PVGU v2.0: Reavaliando a Tensão de Hubble

PVGU v2.0 — Reavaliando a Tensão de Hubble | Isaías Balthazar da Silva

PVGU v2.0: Reavaliando a Tensão de Hubble

Os testes empíricos recentes realizados com o catálogo observacional Pantheon+, por meio de inferência bayesiana e modelagem estatística computacional em ambiente Google Colab, indicam que o Princípio da Vibração Geométrica Universal (PVGU) constitui uma alternativa estatisticamente competitiva ao modelo ΛCDM na descrição da expansão cosmológica em baixo redshift.

“Os resultados sugerem que parte das discrepâncias cosmológicas pode emergir de efeitos geométrico-vibracionais do espaço-tempo, reduzindo a necessidade de termos fenomenológicos adicionais.”

No contexto da chamada Tensão de Hubble — a discrepância persistente entre estimativas locais e cosmológicas da constante de expansão do universo — o PVGU propõe uma interpretação alternativa: a expansão observada não seria apenas consequência de um termo cosmológico estático, mas também de um regime dinâmico de relaxamento geométrico do espaço-tempo. Essa abordagem permite reinterpretar parte das anomalias observacionais sem recorrer, de forma imediata, a extensões fenomenológicas ad hoc.

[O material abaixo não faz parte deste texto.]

PR #740, opened 2021-10-15
Fix bug in safety tests

briskspirit:


robbederks:
@adeebshihadeh why do we even have this check? It obviously fails for Honda Bosch and Nidec, and it might also be very dependent on the actual contents of the messages.
It's introduced in PR #521

tests/safety/common.py
```diff
@@ -414,7 +414,7 @@ def test_sample_speed(self):
     self.safety.safety_rx_hook(self._speed_msg(self.STANDSTILL_THRESHOLD + 1))
     self.assertTrue(self.safety.get_vehicle_moving())
 
-  def test_tx_hook_on_wrong_safety_mode(self):
+def test_tx_hook_on_wrong_safety_mode(self):
```
robbederks, line 417: mistake?

tests/safety/common.py
```diff
@@ -427,14 +427,17 @@ def test_tx_hook_on_wrong_safety_mode(self):
         if attr.startswith("Test") and attr != current_test:
           tx = getattr(getattr(test, attr), "TX_MSGS")
           if tx is not None:
+            # TODO: Temporary, should be fixed in panda firmware, safety_honda.h
+            if attr in ['TestHondaBoschLongGiraffeSafety', 'TestHondaNidecSafety']:
+              tx = [x for x in tx if x[0] != 0x1FA and x[0] != 0x30C ]
```
robbederks, line 432:
```suggestion
              tx = list(filter(lambda m: m[0] not in [0x1FA, 0x30C], tx))
```

PR #742, opened 2021-10-18
expose TX messages blocked by safety hook

gregjhogan:
I have had errors briefly flash on my dash from time to time and I am curious if it is the panda blocking messages because it notices the gas pedal press slightly before openpilot disengages.  This should make it a lot easier to investigate (separating TX ring buffer overflow from safety hook violations).

It may also make it possible to prevent gaps in counters in similar situations on vehicles where this causes more permanent faults.

### DIFF
--- a/tests/automated/3_usb_to_can.py
+++ b/tests/automated/3_usb_to_can.py
@@ -59,9 +59,9 @@ def test_safety_nooutput(p):
   # confirm receive nothing
   time.sleep(0.05)
   r = p.can_recv()
-  # bus 255 is messages blocked by TX safety hook
-  assert len([x for x in r if x[3] != 255]) == 0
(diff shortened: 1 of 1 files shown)


pd0wm:
Think it's fine to add a new field in the capnp struct for this use case. For communication between panda and openpilot we don't have to care about backwards compatibility.

briskspirit:
@greg then we need to discuss CANPacket again as your PR won't be preserved in the current state after my PR. Do you really want to add this feature as MSB to bus number or maybe move to separate bit in packed struct? Whole idea of Mailbox refactoring was to move to struct and omit bitwise operations where we don't need them.

gregjhogan:
Sounds good, so it should be fine to merge this PR as it is now and enhance your PR as you suggested to preserve the functionality?

PR #760, opened 2021-10-31
Universal Measurement and Calibration Protocol (XCP) python library

gregjhogan:


python/xcp.py
```diff
@@ -0,0 +1,178 @@
...
+      "stim_support": resp[0] & 0x08 != 0,
+      "pgm_support": resp[0] & 0x10 != 0,
+      "byte_order": self._byte_order,
+      "address_granularity": 2**((resp[1] & 0x06) >> 1),
+      "slave_block_mode": resp[1] & 0x40 != 0,
+      "optional": resp[1] & 0x80 != 0,
+      "max_cto": resp[2],
+      "max_dto": struct.unpack(f"{self._byte_order}H", resp[3:5])[0],
+      "protocol_version": resp[5],
+      "transprot_version": resp[6],
```
pd0wm, line 164:
```suggestion
      "transport_version": resp[6],
```

pd0wm:
https://github.com/vectorgrp/XCPlite/blob/087023732ba572d913309c887ab63224e3335c81/src/xcp.h#L448 is a good reference for the packet layout

adeebshihadeh:
Let's just merge this if it works?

Métricas de Validação Estatística

Redução de Degenerescência

H0 vs Ωm: −0.61

(ΛCDM: −0.86)

Evidência Bayesiana

Decisiva

ΔlogZ ≈ +19.51 (escala de Jeffreys)

Constante de Hubble

69.19 ± 0.8 km/s/Mpc

Melhor ajuste inferido

A redução da degenerescência entre expansão e densidade de matéria sugere que o termo vibracional introduzido pelo PVGU absorve parte das correlações degeneradas tradicionalmente atribuídas a componentes escuras efetivas. Em termos práticos, isso significa que o modelo reduz dependências paramétricas internas e melhora a separabilidade estatística entre expansão e conteúdo material.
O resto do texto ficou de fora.